China’s Biden and Xi are expected to meet virtually on Monday

US President Joe Biden and Chinese leader Xi Jinping are expected to hold a virtual summit on Monday, the sources said, amid tensions over trade, human rights and military activities.

Washington and Beijing have been discussing issues from the origins of the COVID-19 pandemic to the expansion of China’s nuclear arsenal. US officials believe that direct engagement with Xi is the best way to prevent the relationship between the world’s two largest economies from escalating into conflict.

The White House declined to comment on Thursday, and Chinese officials had no immediate comment.

Separately, Biden is expected to address the Asia Pacific Economic Conference leaders’ summit in an online appearance Friday morning.

Xi is likely to invite Biden to attend the 2022 Winter Olympics in Beijing, CNBC reported Thursday, citing two people familiar with the matter.

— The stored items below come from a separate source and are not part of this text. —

PR #274, opened 2022-06-29
Set SOURCE_DATE_EPOCH

harens:
Closes: https://trac.macports.org/ticket/59672

This PR allows base to define the [`SOURCE_DATE_EPOCH`](https://reproducible-builds.org/docs/source-date-epoch/) environment variable to assist with reproducible builds. The value can be manually set in a portfile via the `source_date_epoch` variable.

If the variable isn't assigned, its value is set to the greatest Unix timestamp of the files present in the source code (credit to Ryan for [implementation details](https://trac.macports.org/ticket/59672#comment:3)).

### DIFF
--- a/src/port1.0/portextract.tcl
+++ b/src/port1.0/portextract.tcl
@@ -165,6 +165,7 @@ proc portextract::extract_main {args} {
         if {[llength $worksubdirs] == 1} {
             set origpath [lindex $worksubdirs 0]
             set newpath [file join $workpath $distname]
+            set_source_date_epoch [lindex $worksubdirs 0]
             if {$newpath ne $origpath} {
                 ui_debug [format [msgcat::mc "extract.rename: Renaming %s -> %s"] [file tail $origpath] $distname]
                 move $origpath $newpath
@@ -174,6 +175,9 @@ proc portextract::extract_main {args} {
         } else {
             return -code error "extract.rename: multiple directories exist in ${workpath}: $worksubdirs"
         }
+    } else {
+        global worksrcpath
+        set_source_date_epoch $worksrcpath
     }
 
     return 0
--- a/src/port1.0/portutil.tcl
+++ b/src/port1.0/portutil.tcl
@@ -429,7 +429,7 @@ proc command_exec {args} {
         file mkdir ${dir}
     }
 
-    global ${varprefix}.env_array ${varprefix}.nice env
+    global ${varprefix}.env_array ${varprefix}.nice env target_state_fd
 
     # Set the environment.
     # If the array doesn't exist, we create it with the value
@@ -455,6 +455,9 @@ proc command_exec {args} {
     set ${varprefix}.env_array(DEVELOPER_DIR) [option configure.developer_dir]
     if {[option configure.sdkroot] ne ""} {
         set ${varprefix}.env_array(SDKROOT) [option configure.sdkroot]
+    }
+    if {[get_statefile_value "SOURCE_DATE_EPOCH" $target_state_fd source_date_epoch] != 0} {
+        set ${varprefix}.env_array(SOURCE_DATE_EPOCH) $source_date_epoch
     }
 
     # Debug that.
@@ -3215,6 +3218,24 @@ proc exec_as_uid {uid code} {
     }
 
     return -code $retcode $result
+}
+
+# See https://trac.macports.org/ticket/59672
+proc set_source_date_epoch {dir} {
+    global target_state_fd
+    set source_date_epoch 0
+    if { [file exists $dir] } {
+        fs-traverse i [list ${dir}] {
+            if {[file isfile ${i}]} {
+                set t [file mtime ${i}]
+                if {${t} > ${source_date_epoch}} {
+                    set source_date_epoch ${t}
+                }
+            }
+        }
+        ui_debug "Setting SOURCE_DATE_EPOCH to ${source_date_epoch}"
+        write_statefile "SOURCE_DATE_EPOCH" ${source_date_epoch} $target_state_fd
+    }
 }
 
 # dependency analysis helpers


harens:
Just to show how powerful `SOURCE_DATE_EPOCH` is, I've pushed a commit that standardises the file modification timestamps produced by MacPorts archives.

Such a request could put the US president in an uncomfortable situation while pressing China on human rights. Biden is unlikely to go to Beijing for any kind of meeting; the president of the United States did not attend the Summer Olympics in Tokyo, a key ally of the United States.

Biden and Xi last spoke on September 9, a 90-minute conversation that, according to a senior US official, focused on economic issues, climate change and COVID-19.

Biden has been eager to hold face-to-face talks with Xi to try to reduce tensions with Beijing over Taiwan and a host of other issues.

US officials wanted Biden to meet Xi on the sidelines of a G20 summit in Rome two weeks ago, but Xi has not traveled outside of China since the pandemic broke out 21 months ago. On Wednesday, the two countries unveiled a framework agreement at the UN climate conference in Scotland aimed at boosting cooperation to tackle climate change.

Biden-Xi’s latest virtual meeting was originally agreed to last month during talks in Zurich between US national security adviser Jake Sullivan and China’s top diplomat Yang Jiechi. The White House said Sullivan expressed concern about Chinese actions in the South China Sea, as well as human rights and Beijing’s positions on Hong Kong, Xinjiang and Taiwan.

A senior administration official said there was nothing to announce yet. “We have an agreement in principle to have a virtual bilateral meeting before the end of the year. Discussions are taking place at the working level to confirm the details,” the official said.

The White House has characterized the upcoming meeting as part of the United States’ ongoing efforts to “responsibly manage” the competition between the two countries.